Find every line in the records below that holds the word "potential" and copy it.

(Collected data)
════
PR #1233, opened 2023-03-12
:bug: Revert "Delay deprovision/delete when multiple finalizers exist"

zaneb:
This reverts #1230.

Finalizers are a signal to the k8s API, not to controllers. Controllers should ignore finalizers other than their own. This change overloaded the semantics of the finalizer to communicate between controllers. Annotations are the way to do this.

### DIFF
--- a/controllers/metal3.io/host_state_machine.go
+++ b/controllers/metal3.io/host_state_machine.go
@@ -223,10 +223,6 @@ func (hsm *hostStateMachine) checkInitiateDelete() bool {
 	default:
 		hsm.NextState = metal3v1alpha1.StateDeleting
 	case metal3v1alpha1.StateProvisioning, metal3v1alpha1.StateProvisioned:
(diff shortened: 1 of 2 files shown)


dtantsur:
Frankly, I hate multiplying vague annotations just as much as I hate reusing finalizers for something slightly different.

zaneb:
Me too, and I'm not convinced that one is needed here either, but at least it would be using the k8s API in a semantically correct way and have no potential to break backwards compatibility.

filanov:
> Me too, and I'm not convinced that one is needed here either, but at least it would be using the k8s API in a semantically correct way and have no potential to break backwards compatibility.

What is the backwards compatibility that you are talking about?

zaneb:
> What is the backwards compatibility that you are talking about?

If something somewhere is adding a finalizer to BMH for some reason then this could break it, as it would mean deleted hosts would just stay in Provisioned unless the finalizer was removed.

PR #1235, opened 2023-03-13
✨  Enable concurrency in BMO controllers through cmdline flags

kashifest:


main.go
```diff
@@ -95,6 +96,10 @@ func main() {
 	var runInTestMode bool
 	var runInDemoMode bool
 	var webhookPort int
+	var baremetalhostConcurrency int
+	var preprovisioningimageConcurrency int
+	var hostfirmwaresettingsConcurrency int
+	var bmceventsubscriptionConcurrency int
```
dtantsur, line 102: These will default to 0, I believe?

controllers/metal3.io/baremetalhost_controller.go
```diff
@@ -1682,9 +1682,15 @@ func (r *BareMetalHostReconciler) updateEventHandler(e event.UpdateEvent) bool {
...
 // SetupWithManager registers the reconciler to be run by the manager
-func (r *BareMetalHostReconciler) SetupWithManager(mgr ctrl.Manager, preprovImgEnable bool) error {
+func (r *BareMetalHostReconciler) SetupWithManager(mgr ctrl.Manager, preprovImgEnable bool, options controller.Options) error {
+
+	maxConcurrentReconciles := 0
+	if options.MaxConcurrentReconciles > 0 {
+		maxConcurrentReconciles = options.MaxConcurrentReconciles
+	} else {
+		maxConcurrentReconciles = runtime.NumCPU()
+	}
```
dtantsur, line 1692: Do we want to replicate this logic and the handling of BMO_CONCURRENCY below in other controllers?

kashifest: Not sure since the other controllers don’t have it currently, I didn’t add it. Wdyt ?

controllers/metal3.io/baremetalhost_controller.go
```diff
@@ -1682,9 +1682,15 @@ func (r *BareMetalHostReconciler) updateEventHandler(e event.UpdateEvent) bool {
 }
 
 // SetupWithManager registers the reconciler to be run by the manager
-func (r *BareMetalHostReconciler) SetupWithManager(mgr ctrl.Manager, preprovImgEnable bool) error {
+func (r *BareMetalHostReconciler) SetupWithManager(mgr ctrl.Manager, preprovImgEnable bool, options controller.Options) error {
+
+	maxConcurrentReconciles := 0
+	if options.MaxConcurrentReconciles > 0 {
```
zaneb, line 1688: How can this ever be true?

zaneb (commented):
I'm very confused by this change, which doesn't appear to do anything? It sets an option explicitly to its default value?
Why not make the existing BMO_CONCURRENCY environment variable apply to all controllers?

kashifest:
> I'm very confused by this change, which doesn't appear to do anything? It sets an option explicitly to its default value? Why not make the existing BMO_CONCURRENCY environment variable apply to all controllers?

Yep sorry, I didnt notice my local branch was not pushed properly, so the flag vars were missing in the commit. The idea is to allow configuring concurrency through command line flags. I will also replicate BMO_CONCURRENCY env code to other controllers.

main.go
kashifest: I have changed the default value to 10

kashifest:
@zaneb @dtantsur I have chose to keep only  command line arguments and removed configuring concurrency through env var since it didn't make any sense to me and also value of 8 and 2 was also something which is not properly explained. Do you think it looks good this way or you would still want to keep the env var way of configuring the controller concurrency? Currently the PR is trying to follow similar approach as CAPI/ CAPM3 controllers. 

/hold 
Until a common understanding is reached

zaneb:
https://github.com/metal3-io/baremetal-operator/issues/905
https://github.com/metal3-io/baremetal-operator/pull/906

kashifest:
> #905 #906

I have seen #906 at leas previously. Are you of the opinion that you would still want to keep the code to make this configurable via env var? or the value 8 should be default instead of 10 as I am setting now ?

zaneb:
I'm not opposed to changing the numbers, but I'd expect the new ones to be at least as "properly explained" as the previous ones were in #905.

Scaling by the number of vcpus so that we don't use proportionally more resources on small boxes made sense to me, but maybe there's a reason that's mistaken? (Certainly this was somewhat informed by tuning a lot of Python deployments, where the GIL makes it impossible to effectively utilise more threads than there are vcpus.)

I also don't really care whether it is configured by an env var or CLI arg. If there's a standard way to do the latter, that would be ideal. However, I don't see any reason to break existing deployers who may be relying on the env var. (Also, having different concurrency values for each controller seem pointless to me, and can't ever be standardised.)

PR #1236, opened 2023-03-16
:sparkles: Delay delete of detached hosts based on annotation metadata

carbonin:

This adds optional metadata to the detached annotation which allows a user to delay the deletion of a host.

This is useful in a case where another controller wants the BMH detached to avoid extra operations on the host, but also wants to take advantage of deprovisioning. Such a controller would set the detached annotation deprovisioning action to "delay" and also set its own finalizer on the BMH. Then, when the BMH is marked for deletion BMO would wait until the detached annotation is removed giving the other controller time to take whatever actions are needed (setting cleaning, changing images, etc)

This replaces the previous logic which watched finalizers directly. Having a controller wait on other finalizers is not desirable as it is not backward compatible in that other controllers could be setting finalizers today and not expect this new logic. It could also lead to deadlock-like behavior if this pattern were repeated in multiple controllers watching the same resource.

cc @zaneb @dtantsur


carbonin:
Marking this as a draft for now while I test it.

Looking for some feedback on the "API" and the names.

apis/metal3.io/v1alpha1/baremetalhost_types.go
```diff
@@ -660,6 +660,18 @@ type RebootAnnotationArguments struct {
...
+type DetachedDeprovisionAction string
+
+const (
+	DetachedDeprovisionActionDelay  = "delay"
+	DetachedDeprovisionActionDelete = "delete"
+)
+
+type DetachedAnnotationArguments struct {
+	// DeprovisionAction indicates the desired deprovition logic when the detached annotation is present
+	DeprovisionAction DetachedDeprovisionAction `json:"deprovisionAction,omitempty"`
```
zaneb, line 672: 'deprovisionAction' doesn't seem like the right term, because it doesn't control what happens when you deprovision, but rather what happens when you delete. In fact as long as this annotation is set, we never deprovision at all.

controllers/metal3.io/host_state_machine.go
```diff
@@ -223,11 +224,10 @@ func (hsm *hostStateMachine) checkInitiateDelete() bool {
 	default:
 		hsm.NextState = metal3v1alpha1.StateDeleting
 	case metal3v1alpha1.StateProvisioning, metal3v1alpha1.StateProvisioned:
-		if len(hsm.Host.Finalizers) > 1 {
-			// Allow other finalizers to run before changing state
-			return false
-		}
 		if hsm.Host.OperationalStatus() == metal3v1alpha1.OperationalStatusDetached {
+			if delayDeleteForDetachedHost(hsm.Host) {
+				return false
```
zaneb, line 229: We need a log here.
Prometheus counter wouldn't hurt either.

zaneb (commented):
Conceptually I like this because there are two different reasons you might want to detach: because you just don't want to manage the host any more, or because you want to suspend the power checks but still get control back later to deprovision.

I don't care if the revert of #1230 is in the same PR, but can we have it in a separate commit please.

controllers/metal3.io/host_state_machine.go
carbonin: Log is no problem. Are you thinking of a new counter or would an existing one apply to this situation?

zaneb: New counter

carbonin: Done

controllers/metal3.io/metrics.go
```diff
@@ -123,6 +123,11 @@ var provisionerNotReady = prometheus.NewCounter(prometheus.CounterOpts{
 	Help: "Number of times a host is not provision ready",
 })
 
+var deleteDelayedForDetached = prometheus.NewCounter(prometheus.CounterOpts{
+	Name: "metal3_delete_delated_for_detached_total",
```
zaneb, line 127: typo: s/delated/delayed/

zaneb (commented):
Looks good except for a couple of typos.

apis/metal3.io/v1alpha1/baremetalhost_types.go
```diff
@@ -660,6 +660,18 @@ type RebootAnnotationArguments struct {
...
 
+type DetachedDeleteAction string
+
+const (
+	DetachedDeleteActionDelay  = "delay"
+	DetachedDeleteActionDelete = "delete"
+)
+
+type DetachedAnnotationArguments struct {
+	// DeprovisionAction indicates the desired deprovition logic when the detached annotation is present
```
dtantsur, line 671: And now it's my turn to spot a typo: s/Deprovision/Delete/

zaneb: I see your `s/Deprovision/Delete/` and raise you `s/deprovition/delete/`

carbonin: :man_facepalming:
════
Result below =>
Me too, and I'm not convinced that one is needed here either, but at least it would be using the k8s API in a semantically correct way and have no potential to break backwards compatibility.
> Me too, and I'm not convinced that one is needed here either, but at least it would be using the k8s API in a semantically correct way and have no potential to break backwards compatibility.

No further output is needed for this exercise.